The campers don’t pay to come, the staff isn’t paid for their efforts, and almost all of the structures were funded by donations, like the camp’s yurt called Oz, named after Ozzy Osbourne and his family, who funded its construction.
“Volunteerism is one of the key ingredients that make (this) camp work,” said Peter. “For one, you can’t pay people enough to care for someone like we do at camp. And with the money away from the relationship, you get friendships based on pure reasons … everyone who comes is here for that reason: to make really good friends and partake in fun, creative, adventurous projects.”
Will Halby also sees volunteerism as essential to Zeno Mountain.
“The way our society is structured … as much as we’re open (to people with disabilities), this next level of relationship is tough to foster because of the pragmatics of our society. It would be impossible to establish this type of relationship (on) a staff-client (basis),” said Will. “There’s always a separation whenever somebody is getting paid to be with somebody else.”
Over the course of the camp’s three years, Zeno Mountain has woven itself deep into the fabric of Addison County. This year, the camp’s float was awarded first place in Bristol’s Fourth of July parade, and its yearly musical drew a packed house at Lincoln’s Burnham Hall.
“The talk of the town is the show at the end of the season,” said Ober. “I remember everybody talking about it before it happened and after it was all over everyone said, ‘Wow did you see that show and how inspiring and uplifting it was?’”
Other examples of the growing ties abound.
Cubbers Restaurant on Bristol’s Main Street opened up its doors to Zeno Mountain’s campers in early July for a full-fledged pizza party. The restaurant provided free of charge pizza-making instruction, all of the ingredients, and the space.
When the camp gets hot during the dog days of summer and doesn’t want to haul over to Lake Dunmore, Starksboro resident Bob Hall opens up his pond to give the Zeno gang a fresh dip of neighborly love and cool relief.
And then there’s Middlebury’s Rouse Tire Sales, which sent some of its guys to lend a hand after hours on a Saturday because the Zeno bus ran a flat on River Road. They fixed the problem and told Will to bring the bus in the next day for some maintenance.
So Will went back, and the team at Rouse gave the vehicle a thorough tune-up.
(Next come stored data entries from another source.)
PR #4018, opened 2026-09-12
nvme-types-base: change file header description NVMe revision to 2.4

ikegami-t:
This was suggested by ChatGPT.

### DIFF
--- a/libnvme/src/nvme/nvme-types-base.h
+++ b/libnvme/src/nvme/nvme-types-base.h
@@ -23,7 +23,7 @@
  * NVMe Base Specification type definitions
  *
  * Based on NVM Express Base Specification,
- * Revision 2.3, August 1, 2025 (Ratified)
+ * Revision 2.4, July 31, 2026 (Ratified)
  *
  * This file contains core NVMe types organized by functional area:
  * - Helper Macros: NVME_GET, NVME_SET, NVME_CHECK, NVME_VAL
--- a/libnvme/src/nvme/nvme-types-base.h
+++ b/libnvme/src/nvme/nvme-types-base.h
@@ -321,6 +321,7 @@ static inline bool nvme_is_64bit_reg(__u32 offset)
  * @NVME_CAP_CMBS_SHIFT:	Shift amount to get the controller memory buffer supported
  * @NVME_CAP_NSSS_SHIFT:	Shift amount to get the NVM subsystem shutdown supported
  * @NVME_CAP_CRMS_SHIFT:	Shift amount to get the controller ready modes supported
+ * @NVME_CAP_NSSES_SHIFT:	Shift amount to get the NVM subsystem shutdown enhancements supported
  * @NVME_CAP_MQES_MASK:		Mask to get the maximum queue entries supported
  * @NVME_CAP_CQR_MASK:		Mask to get the contiguous queues required
  * @NVME_CAP_AMS_MASK:		Mask to get the arbitration mechanism supported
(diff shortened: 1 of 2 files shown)


libnvme/src/nvme/nvme-types-base.h
```diff
@@ -311,7 +311,7 @@ static inline bool nvme_is_64bit_reg(__u32 offset)
  * @NVME_CAP_AMS_SHIFT:		Shift amount to get the arbitration mechanism supported
  * @NVME_CAP_TO_SHIFT:		Shift amount to get the timeout
  * @NVME_CAP_DSTRD_SHIFT:	Shift amount to get the doorbell stride
- * @NVME_CAP_NSSRC_SHIFT:	Shift amount to get the NVM subsystem reset supported
+ * @NVME_CAP_NSSRS_SHIFT:	Shift amount to get the NVM subsystem reset supported
```
igaw, line 314: This is technically breaking the API, but I think this is okay do so, as it's the spec not a function etc.  

We should at least add at NEWS.md entry for this though.

src/nvme-print-stdout.c
```diff
@@ -1384,38 +1384,55 @@ static void stdout_subsystem_list(struct libnvme_global_ctx *ctx, bool show_ana)
 	stdout_subsystem(ctx, show_ana);
 }
 
-static void stdout_registers_cap(struct nvme_bar_cap *cap)
+static void stdout_registers_cap(uint64_t cap)
```
igaw, line 1387: Good improvement. Though we should also remove `struct nvme_bar_cap` then

src/nvme-print-stdout.c
```diff
@@ -1384,55 +1388,71 @@ static void stdout_subsystem_list(struct libnvme_global_ctx *ctx, bool show_ana)
...
+	stdout_prop_cap(PROP_CAP_MPSMAX, "%u bytes",
+			1 << (12 + NVME_CAP_MPSMAX(cap)));
+	stdout_prop_cap(PROP_CAP_MPSMIN, "%u bytes",
+			1 << (12 + NVME_CAP_MPSMIN(cap)));
+	stdout_prop_cap(PROP_CAP_CPS, NVME_CAP_CPS(cap) == NVME_CAP_CPS_NONE ?
+			"Not Reported" :
+			NVME_CAP_CPS(cap) == NVME_CAP_CPS_CTRL ?
+			"Controller scope" :
+			NVME_CAP_CPS(cap) == NVME_CAP_CPS_DOMAIN ?
+			"Domain scope" : "NVM subsystem scope");
```
igaw, line 1436: I suggest to follow the old formatting of this snippet, this is really hard to read

igaw:
```c
	stdout_prop_cap(PROP_CAP_CPS,
	       NVME_CAP_CPS(cap) == NVME_CAP_CPS_NONE ? "Not Reported" :
	       NVME_CAP_CPS(cap) == NVME_CAP_CPS_CTRL ? "Controller scope" :
	       NVME_CAP_CPS(cap) == NVME_CAP_CPS_DOMAIN ? "Domain scope" :
	       "NVM subsystem scope");
```

src/nvme-print-stdout.c
```diff
@@ -1428,12 +1428,7 @@ static void stdout_registers_cap(uint64_t cap)
 			1 << (12 + NVME_CAP_MPSMAX(cap)));
 	stdout_prop_cap(PROP_CAP_MPSMIN, "%u bytes",
 			1 << (12 + NVME_CAP_MPSMIN(cap)));
-	stdout_prop_cap(PROP_CAP_CPS, NVME_CAP_CPS(cap) == NVME_CAP_CPS_NONE ?
-			"Not Reported" :
-			NVME_CAP_CPS(cap) == NVME_CAP_CPS_CTRL ?
-			"Controller scope" :
-			NVME_CAP_CPS(cap) == NVME_CAP_CPS_DOMAIN ?
-			"Domain scope" : "NVM subsystem scope");
```
igaw: I see here it is removed again, in this case you don't need to fix the previous patch.

src/nvme-print.c
```diff
@@ -2123,7 +2123,7 @@ const char *nvme_support_str(bool support)
 	if (support)
 		return "Supported";
 
-	return "Not Supported";
+	return "Not supported";
```
igaw: I would leave this one. Not really hurting and below a `Not Reported` is used. So  this would make it inconsistent.

ikegami-t: Okay but for the json output it is used as `Not supported` but not `Not Supported` so it is not consistent between the stdout and json outputs. (The json output will be changed to `Not Supported` from `Not supported` by using this function to get the string. Also for the json outputs the string `Not enabled`, `Not enforced` and `Not ready`, etc. are used as same.)

ikegami-t:
Fixed the commits for the review comments. Thank you.

igaw:
Thanks!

“There was a lot of labor and parts involved, and afterwards when I went in to pay the bill, the owner John Rouse took it, tore it up and said you guys are all set. There was just this surge of altruism, and that’s a really good example of how the community has consistently helped us out,” said Will.
Over the past three years, the camp has made some improvements. The Halbys worked with renowned treehouse architect James “B’fer” Roth to build a total of six treehouse cabins, paved the paths to make them more wheelchair accessible, added an outdoor patio off the main dining room, and installed composting toilets.
But as the structural elements of the camp have changed, Zeno’s philosophic backbone has remained the same by continuing to celebrate people’s differences through a bond of friendship.
“We don’t coddle people,” said Will. “We actually celebrate their diversity. We think the way that Billy, who has cerebral palsy, dances is really interesting. We’re not going to try and ask Billy to dance like somebody who doesn’t have cerebral palsy. I can’t dance like Billy because I don’t have what society deems a disability. (But) We think Billy has an amazing ability to move in a certain way.”
So what do the 50 campers who climb up to Lincoln each summer think?
If first-year camper A.J. Murray, 28, of Atlanta is any indication, then they’re likely missing Zeno Mountain already.
“If I searched a thousand years, I’d never find the words to describe my experience at Zeno Farm. It was nothing short of a miracle,” he said. “I have treasures from (these) past days that I will be able to think about for the rest of my life … (My friends at Zeno Mountain) have opened up my eyes and showed me the scope of my potential, and for that I will be forever thankful.”